Segment Start: EXCERPTED RECORDS

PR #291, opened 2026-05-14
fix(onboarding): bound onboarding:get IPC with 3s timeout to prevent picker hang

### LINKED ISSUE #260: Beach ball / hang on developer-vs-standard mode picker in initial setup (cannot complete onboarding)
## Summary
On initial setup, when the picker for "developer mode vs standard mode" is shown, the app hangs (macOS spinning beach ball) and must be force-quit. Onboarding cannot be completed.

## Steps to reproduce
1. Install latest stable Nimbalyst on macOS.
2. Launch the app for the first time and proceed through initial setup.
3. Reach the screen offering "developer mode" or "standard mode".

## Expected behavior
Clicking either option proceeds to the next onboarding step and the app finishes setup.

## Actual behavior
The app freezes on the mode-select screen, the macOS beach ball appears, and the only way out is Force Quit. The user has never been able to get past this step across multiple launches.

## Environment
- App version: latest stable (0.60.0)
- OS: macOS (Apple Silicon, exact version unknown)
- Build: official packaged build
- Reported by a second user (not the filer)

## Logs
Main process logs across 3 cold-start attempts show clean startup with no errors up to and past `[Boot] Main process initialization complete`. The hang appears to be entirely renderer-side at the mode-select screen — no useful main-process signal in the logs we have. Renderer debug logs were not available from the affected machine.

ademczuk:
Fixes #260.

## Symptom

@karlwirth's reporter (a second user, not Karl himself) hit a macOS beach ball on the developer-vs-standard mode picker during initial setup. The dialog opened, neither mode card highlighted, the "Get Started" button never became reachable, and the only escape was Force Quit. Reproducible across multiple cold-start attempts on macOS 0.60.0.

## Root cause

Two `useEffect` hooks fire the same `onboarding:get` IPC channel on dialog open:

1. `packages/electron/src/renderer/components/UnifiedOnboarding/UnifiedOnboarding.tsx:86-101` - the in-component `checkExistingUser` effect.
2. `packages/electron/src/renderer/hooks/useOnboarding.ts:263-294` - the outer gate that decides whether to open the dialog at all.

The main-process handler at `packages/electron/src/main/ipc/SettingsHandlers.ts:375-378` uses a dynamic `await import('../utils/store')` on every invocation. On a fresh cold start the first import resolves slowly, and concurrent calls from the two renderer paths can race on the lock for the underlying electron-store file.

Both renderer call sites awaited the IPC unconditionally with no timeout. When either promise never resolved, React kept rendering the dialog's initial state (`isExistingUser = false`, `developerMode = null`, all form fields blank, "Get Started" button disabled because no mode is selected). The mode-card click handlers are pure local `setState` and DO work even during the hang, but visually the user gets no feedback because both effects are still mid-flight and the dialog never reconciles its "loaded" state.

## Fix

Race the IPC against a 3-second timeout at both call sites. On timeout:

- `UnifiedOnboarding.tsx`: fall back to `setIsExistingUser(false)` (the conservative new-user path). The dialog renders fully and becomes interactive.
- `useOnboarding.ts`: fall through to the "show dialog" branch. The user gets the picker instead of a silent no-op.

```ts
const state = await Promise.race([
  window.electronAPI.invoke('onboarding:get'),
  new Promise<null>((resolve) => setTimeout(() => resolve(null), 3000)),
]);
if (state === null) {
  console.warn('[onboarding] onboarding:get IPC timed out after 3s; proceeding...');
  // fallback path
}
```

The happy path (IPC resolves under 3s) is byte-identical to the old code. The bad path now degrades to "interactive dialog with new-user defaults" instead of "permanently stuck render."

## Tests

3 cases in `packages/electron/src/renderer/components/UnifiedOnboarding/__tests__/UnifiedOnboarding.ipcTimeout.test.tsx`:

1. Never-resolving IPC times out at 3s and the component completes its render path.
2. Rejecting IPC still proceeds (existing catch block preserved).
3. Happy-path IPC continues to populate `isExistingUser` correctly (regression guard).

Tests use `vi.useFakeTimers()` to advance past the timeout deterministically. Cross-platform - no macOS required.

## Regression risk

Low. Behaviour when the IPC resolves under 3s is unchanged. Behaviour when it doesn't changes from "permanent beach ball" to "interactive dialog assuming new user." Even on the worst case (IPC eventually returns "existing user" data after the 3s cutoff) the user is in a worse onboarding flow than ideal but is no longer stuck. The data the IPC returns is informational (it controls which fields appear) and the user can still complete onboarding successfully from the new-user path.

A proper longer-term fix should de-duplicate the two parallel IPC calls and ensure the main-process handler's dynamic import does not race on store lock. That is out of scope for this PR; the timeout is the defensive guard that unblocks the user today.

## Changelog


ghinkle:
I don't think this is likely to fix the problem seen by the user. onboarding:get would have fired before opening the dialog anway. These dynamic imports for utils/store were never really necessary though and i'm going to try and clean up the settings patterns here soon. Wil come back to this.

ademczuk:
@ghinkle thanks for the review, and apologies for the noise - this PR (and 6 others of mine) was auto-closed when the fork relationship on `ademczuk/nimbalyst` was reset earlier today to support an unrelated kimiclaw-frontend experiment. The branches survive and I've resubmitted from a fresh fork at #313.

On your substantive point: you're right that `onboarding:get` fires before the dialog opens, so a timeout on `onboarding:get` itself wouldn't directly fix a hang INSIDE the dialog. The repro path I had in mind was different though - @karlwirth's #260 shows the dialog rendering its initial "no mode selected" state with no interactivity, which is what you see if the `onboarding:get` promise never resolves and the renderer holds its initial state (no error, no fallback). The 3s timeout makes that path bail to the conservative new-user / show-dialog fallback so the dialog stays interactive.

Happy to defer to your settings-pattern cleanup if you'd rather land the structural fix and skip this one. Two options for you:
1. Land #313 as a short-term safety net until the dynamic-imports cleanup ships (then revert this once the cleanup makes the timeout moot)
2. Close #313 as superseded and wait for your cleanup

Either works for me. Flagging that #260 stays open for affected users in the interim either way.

Segment End: EXCERPTED RECORDS

- **PROBLEM REQUIREMENTS**: Since only part of the listing is wanted, copy exactly the lines from the one holding "## Root cause" to the one holding "dialog at all.", both included.

- **SOLVED EXERCISE**:
## Root cause

Two `useEffect` hooks fire the same `onboarding:get` IPC channel on dialog open:

1. `packages/electron/src/renderer/components/UnifiedOnboarding/UnifiedOnboarding.tsx:86-101` - the in-component `checkExistingUser` effect.
2. `packages/electron/src/renderer/hooks/useOnboarding.ts:263-294` - the outer gate that decides whether to open the dialog at all.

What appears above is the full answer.